The survey concludes: "Nevertheless, a rather common feature of non-performing loans appears to be that a payment is `more than 90 days' past due."

Expanding on the rationale behind a time limit on bad loans, the survey report continues, "Most of today's classification regulations were enacted in the past 10 years, reflecting a growing awareness among banking supervisors of the importance of a classification system as the foundation for proper loan provisioning... Taken as a whole, these recent developments signal a growing awareness of the need to upgrade such regulations, in line with international best practices, in order to reduce the likelihood that inadequate loan classifications and provisioning may result in bank failures."

Ninety-day norm

In preparation for the implementation of the 90-day norm, Indian banks have already been directed to shift, since April 2002, to a system of charging of interest on a monthly basis instead of the current practice of charging interest on quarterly basis.

Interest has to be calculated on a monthly basis under the new system because borrowers are required to pay the interest for every month before the 10th day of the subsequent month or, in any case, before the next payment of interest is due. Failure to service interest every month will attract penal interest besides recall of the loan after three months.

There has been a general fear among the bankers that their NPA levels will shoot up significantly once the 90-day norm is implemented.

According to estimates, net NPA levels are likely to go up by 10 per cent in the next year. In some banks it could be higher. This is an obvious down side to the reform. Mindful of this, the RBI had directed the banks to set aside separate provisions for the change over to the 90-day norm from March 2002.

A more fundamental question that may arise in this context is "why impose international norms like this on an economy like India which is mostly unorganised, where even billing, the most basic requirement of commerce, remains largely optional?"

Prolonged delay in receivables has been a perennial complaint of the unorganised sector, particularly the small scale units. The critics might point to the experience of the Value added tax which everyone agrees is progressive but no one is prepared to implement.

The bankers too are likely to be, by and large, resentful of the change as it will undoubtedly entail an enormous amount of additional work; that too, at a time when most banks are managing with a depleted staff strength following the VRS option given to the banks.

These fears and drawbacks may be more than off set by the up side to the proposed change. Introduction of the 90-day norm is part of the ongoing banking reforms aimed at ushering in an efficient, business and customer friendly banking system which can conform to international standards.

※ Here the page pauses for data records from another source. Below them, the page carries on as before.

PR #11002, opened 2020-08-13
RavenDB-15504 Lazy query - Invoke IDocumentStore.OnBeforeQuery

haludi:
https://issues.hibernatingrhinos.com/issue/RavenDB-15504

### DIFF
--- a/src/Raven.Client/Documents/Session/AbstractDocumentQuery.cs
+++ b/src/Raven.Client/Documents/Session/AbstractDocumentQuery.cs
@@ -20,6 +20,7 @@ using Raven.Client.Documents.Queries;
 using Raven.Client.Documents.Queries.MoreLikeThis;
 using Raven.Client.Documents.Session.Loaders;
 using Raven.Client.Documents.Session.Operations;
+using Raven.Client.Documents.Session.Operations.Lazy;
 using Raven.Client.Documents.Session.Tokens;
 using Raven.Client.Extensions;
 using Sparrow.Json;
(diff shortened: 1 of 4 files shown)


haludi:
According to the discussion [here](https://issues.hibernatingrhinos.com/issue/RavenDB-14959), I first thought the `IDocumentStore.OnBeforeQuery` event should be called one moment before the execution. 
But as it implemented now the LazyQueryOperation is created when the `Lazily` function called and so any future changes to `DocumentQuery` (one of the args in the `IDocumentStore.OnBeforeQuery` event) will not make any affect.
In addition, `AbstractDocumentQuery.BeforeQueryExecutedCallback` is also invoke when the `Lazily` function is called.
It makes for me more sense if those two would be called one moment before the execution but I think it requires too many changes that will change the current behavior and public client API

src/Raven.Client/Documents/Session/AbstractDocumentQuery.cs
```diff
@@ -224,6 +225,16 @@ public void WaitForNonStaleResults(TimeSpan? waitTimeout = null)
             Timeout = waitTimeout ?? DefaultTimeout;
         }
 
+        internal LazyQueryOperation<T> GetLazyQueryOperation()
+        {
+            var beforeQueryExecutedEventArgs = new BeforeQueryEventArgs(TheSession, this);
```
ppekrol: Shouldn't this only be called when QueryOperation is `null`? Check `InitSync` and `InitAsync` in DocumentQuery.

ppekrol (commented):
Do we need this for `CountLazily` and `CountLazilyAsync` also?

grisha-kotler (approved):

ppekrol (approved):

Only an efficient and globally competitive banking system can offer timely and adequate credit at reasonable price to all classes of borrowers. Any banking reform has to be seen in this light.

The 90-day norm will make the banks follow up on every loan from the very first month after disbursement.

This can greatly help the banks to detect signs of sickness in time and start the recovery process before the default swells up or the assets financed by the loans deteriorate in value.

Seen from the borrowers angle, the new norm can impart them a much needed credit discipline to manage their finances properly.

It will curb the tendency among borrowers to keep postponing repayment of bank dues as the interest rates are below the bazaar rates. It is the experience of bankers that this mistaken notion has landed many a borrower in deep trouble.

Eventually the new norm can lead to a comfortable 90-day cycle of payment in the organised sector, which can meet the needs of liquidity and business growth in a competitive economy.

Banks have a key role to play here in educating the various sections of the borrowers on the banking reforms, in general, and the 90-day norm in particular. This can lead to a healthy banker-borrower relation.